* Directions for this task
Each line in the data holding "been" should be listed.
+===+
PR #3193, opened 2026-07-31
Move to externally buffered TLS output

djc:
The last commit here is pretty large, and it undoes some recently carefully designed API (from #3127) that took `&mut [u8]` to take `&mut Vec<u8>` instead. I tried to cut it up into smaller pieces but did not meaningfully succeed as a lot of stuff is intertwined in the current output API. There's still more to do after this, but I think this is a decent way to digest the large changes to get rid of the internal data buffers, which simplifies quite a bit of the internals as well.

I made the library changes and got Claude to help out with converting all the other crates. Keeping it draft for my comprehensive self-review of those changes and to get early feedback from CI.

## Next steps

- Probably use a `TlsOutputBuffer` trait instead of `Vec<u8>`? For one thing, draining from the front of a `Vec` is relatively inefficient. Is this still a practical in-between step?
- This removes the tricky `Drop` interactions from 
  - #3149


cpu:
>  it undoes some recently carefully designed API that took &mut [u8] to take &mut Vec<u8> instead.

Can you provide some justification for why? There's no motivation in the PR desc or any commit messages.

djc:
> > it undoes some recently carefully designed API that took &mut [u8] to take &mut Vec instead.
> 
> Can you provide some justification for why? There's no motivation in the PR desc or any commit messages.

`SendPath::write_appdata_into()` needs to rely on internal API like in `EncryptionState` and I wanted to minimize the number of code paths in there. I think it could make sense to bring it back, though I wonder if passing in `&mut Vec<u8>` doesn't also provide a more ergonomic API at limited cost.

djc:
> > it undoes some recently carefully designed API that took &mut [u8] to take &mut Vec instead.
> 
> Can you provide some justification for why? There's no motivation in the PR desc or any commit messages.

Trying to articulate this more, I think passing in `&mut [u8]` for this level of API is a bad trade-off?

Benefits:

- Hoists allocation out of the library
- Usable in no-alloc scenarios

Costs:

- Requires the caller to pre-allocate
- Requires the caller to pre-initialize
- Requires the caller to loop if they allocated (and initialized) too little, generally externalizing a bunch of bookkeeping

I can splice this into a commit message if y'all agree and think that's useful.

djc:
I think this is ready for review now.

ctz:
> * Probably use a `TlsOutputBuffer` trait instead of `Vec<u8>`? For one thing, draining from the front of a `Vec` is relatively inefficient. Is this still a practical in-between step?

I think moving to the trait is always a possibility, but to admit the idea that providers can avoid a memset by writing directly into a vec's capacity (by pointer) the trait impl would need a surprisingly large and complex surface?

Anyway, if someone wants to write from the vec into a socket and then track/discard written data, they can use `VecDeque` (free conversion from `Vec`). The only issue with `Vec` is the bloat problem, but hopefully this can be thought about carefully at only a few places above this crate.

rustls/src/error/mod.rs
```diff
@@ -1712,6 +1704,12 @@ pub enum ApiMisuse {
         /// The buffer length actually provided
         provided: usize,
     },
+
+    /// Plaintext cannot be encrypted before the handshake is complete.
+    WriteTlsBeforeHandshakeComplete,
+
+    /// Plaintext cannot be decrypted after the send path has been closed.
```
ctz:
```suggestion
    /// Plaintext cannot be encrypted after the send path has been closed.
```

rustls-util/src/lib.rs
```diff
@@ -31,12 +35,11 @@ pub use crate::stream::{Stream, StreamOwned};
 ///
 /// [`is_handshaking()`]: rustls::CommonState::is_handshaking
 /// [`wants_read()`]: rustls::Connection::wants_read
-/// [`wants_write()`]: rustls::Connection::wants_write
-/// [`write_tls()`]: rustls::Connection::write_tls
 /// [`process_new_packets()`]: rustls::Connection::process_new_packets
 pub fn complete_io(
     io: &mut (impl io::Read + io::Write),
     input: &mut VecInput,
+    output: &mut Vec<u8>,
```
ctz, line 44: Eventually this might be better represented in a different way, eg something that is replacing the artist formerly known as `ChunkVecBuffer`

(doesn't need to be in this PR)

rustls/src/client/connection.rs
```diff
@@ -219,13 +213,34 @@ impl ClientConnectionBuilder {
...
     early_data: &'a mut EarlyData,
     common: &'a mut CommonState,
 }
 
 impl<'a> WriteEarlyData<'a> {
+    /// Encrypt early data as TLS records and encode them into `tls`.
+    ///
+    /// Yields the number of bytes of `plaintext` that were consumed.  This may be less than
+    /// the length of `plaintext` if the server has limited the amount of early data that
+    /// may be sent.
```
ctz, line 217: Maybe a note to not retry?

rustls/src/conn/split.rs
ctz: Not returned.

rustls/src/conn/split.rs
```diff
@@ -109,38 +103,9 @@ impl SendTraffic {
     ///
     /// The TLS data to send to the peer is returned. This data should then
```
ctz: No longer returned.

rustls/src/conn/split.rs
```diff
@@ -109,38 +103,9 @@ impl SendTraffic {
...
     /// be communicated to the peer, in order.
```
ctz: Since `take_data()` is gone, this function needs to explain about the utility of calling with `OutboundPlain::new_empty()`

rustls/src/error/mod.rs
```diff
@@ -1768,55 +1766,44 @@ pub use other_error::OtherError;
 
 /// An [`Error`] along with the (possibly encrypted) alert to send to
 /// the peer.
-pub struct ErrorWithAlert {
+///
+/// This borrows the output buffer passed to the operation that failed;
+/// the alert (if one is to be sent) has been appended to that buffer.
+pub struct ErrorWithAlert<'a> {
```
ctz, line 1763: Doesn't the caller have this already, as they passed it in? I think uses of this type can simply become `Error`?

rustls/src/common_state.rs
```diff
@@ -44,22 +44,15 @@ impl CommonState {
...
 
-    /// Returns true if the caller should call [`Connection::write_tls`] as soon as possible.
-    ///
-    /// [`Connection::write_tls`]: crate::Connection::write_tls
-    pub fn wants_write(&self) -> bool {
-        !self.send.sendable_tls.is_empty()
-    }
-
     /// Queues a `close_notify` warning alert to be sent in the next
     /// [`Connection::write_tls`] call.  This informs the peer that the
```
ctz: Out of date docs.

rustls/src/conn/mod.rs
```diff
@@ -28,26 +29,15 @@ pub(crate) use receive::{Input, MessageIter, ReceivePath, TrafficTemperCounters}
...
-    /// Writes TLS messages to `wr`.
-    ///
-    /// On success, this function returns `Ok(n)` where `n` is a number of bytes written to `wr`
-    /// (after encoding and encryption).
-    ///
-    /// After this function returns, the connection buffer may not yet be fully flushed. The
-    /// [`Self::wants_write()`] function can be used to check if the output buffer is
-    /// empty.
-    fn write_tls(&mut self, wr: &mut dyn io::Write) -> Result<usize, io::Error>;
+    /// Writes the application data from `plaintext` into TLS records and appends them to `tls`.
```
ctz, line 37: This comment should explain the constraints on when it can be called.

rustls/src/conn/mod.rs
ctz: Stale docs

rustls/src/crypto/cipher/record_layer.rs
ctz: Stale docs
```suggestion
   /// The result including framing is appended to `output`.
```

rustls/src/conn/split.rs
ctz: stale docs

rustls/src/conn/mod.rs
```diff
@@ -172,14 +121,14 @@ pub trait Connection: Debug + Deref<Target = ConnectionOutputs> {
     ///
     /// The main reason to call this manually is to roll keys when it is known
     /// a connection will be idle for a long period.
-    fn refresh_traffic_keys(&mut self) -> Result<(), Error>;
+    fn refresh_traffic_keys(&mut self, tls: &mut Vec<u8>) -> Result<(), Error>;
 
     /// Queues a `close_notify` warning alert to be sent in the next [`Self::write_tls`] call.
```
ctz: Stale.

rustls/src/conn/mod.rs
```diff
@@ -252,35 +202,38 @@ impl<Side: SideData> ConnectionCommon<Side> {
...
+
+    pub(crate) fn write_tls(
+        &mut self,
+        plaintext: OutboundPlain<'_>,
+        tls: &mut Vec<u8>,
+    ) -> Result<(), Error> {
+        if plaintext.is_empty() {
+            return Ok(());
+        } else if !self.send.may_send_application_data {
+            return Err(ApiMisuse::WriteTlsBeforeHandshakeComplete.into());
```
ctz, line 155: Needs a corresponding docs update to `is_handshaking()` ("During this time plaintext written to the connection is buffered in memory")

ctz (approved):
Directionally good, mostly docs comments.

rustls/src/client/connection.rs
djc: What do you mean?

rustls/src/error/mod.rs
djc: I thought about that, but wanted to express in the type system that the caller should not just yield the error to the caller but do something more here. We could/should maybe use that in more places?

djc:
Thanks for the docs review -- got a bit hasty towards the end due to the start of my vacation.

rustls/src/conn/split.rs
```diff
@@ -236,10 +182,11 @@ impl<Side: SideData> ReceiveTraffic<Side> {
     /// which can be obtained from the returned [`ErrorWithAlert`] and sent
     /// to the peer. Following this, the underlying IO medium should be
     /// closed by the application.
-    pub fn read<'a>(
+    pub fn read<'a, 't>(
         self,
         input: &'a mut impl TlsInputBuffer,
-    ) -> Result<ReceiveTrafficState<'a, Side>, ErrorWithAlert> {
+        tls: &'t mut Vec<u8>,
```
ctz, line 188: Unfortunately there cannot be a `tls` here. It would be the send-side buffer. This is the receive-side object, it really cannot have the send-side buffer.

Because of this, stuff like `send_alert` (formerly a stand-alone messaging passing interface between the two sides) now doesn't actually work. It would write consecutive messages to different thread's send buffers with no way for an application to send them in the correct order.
+===+
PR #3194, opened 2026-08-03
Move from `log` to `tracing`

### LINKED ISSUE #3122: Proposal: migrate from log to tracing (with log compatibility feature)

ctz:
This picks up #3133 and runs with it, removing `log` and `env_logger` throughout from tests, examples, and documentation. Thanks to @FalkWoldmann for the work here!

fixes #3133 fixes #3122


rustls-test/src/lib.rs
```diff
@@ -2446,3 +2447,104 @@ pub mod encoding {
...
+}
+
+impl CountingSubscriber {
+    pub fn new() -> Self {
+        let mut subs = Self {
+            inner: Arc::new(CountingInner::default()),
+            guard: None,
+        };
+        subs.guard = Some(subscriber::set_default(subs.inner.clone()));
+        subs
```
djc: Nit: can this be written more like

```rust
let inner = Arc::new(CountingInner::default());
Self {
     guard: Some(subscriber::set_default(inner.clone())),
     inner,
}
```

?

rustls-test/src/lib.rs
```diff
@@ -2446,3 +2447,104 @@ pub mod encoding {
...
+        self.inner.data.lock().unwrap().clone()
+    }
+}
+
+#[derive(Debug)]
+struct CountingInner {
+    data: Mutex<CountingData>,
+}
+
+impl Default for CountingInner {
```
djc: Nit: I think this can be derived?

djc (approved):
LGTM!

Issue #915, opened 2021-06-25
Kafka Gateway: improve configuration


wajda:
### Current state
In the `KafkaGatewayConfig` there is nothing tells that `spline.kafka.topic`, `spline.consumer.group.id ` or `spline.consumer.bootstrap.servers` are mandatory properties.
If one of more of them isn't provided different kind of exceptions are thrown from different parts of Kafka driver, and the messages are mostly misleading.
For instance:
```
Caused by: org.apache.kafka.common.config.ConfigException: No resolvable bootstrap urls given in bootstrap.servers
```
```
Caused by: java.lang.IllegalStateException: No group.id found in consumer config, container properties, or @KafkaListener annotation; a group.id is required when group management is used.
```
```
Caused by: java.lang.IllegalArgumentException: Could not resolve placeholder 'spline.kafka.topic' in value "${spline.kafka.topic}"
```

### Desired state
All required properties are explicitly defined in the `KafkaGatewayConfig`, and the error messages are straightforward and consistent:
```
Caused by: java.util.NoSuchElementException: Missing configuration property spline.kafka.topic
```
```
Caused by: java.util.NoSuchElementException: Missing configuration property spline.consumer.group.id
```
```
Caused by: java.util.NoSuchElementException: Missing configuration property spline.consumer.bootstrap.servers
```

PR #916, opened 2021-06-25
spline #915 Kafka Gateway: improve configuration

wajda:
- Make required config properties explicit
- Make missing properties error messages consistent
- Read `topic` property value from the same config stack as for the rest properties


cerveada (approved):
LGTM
+===+
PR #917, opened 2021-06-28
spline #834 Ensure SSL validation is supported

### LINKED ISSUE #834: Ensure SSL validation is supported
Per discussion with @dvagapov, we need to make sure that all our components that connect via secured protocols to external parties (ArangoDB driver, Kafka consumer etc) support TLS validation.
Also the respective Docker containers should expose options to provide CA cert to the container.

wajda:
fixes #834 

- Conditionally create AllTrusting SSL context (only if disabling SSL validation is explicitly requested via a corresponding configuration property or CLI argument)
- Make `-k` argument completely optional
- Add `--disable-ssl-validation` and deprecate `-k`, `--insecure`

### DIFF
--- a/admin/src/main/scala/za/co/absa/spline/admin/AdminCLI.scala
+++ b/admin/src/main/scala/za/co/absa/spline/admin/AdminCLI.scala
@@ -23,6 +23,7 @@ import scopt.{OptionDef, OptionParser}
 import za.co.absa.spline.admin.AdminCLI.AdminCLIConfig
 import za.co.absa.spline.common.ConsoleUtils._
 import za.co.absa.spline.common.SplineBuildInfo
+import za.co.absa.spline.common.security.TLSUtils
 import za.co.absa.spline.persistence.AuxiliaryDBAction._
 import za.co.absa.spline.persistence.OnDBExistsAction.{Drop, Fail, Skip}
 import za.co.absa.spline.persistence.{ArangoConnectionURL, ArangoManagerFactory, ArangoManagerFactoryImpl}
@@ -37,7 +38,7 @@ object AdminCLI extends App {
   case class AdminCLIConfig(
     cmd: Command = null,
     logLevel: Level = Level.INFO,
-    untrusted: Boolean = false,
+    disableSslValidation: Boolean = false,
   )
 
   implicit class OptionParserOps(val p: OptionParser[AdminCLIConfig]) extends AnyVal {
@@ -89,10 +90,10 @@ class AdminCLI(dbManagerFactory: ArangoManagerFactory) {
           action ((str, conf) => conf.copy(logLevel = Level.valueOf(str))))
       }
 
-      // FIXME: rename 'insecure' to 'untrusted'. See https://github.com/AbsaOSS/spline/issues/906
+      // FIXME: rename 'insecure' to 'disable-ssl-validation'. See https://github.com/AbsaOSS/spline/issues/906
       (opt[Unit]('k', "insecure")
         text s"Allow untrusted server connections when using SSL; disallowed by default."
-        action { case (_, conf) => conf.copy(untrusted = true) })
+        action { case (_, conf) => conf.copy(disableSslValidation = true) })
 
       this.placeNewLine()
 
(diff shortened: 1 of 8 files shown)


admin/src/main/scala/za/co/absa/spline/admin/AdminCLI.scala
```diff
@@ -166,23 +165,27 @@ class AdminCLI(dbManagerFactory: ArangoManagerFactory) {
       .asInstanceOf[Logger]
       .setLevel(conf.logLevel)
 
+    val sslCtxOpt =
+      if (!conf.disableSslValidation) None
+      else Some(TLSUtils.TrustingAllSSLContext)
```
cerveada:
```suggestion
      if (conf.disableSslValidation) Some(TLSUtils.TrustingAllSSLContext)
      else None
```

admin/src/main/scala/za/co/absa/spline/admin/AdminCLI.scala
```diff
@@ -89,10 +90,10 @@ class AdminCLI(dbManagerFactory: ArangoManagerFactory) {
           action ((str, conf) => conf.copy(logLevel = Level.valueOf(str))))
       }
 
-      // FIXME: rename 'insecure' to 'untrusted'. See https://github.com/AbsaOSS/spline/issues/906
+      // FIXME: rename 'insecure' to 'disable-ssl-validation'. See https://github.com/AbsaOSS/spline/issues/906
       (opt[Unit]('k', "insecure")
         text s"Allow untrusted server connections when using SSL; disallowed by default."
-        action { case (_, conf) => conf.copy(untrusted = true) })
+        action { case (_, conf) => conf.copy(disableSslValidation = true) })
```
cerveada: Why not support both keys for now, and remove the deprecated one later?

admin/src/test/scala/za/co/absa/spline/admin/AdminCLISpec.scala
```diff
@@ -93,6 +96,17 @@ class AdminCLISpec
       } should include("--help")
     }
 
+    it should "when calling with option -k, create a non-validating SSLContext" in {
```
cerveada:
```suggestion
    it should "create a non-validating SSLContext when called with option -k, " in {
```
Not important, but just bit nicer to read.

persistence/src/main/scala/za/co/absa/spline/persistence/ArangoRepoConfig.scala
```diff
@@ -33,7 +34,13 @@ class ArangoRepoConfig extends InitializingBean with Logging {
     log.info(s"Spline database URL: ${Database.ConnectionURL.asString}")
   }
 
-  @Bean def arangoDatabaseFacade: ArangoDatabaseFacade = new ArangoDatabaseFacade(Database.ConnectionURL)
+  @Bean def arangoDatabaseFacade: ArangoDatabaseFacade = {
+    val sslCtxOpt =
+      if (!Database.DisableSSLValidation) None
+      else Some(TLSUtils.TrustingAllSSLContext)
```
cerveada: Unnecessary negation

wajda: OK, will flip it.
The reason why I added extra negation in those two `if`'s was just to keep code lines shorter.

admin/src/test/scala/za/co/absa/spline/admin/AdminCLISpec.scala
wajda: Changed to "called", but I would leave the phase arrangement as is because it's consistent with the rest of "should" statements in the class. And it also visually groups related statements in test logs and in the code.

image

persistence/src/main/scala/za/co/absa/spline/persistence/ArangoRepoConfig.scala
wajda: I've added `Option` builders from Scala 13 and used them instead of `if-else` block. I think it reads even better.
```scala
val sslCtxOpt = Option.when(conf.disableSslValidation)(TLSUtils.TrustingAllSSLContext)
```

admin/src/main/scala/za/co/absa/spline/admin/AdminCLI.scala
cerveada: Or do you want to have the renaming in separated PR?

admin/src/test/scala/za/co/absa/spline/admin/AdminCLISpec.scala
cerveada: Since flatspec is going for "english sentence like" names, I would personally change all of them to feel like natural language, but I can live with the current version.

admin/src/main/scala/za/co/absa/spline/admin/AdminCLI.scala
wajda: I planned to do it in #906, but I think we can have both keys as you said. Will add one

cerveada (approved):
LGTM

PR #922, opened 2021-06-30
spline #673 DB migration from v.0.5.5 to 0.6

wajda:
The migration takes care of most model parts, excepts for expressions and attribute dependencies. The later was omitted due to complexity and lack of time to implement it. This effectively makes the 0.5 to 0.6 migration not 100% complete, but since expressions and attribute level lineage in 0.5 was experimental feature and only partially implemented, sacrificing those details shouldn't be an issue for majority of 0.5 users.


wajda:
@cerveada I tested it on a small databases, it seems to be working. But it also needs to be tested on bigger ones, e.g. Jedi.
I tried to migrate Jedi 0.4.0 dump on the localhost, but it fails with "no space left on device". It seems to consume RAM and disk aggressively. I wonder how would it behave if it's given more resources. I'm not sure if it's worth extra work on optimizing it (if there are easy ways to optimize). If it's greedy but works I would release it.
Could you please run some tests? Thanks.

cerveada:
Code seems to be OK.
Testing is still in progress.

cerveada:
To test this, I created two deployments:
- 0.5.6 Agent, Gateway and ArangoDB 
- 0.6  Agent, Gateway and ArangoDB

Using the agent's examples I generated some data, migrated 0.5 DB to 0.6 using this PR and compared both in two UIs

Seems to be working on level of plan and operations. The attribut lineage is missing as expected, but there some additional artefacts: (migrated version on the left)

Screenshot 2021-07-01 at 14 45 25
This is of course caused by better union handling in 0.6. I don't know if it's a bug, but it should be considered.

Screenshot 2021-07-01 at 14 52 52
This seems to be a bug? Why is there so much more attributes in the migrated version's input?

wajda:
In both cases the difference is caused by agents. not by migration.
+===+
* Completed task
+    /// Plaintext cannot be decrypted after the send path has been closed.
    /// Plaintext cannot be encrypted after the send path has been closed.
+/// the alert (if one is to be sent) has been appended to that buffer.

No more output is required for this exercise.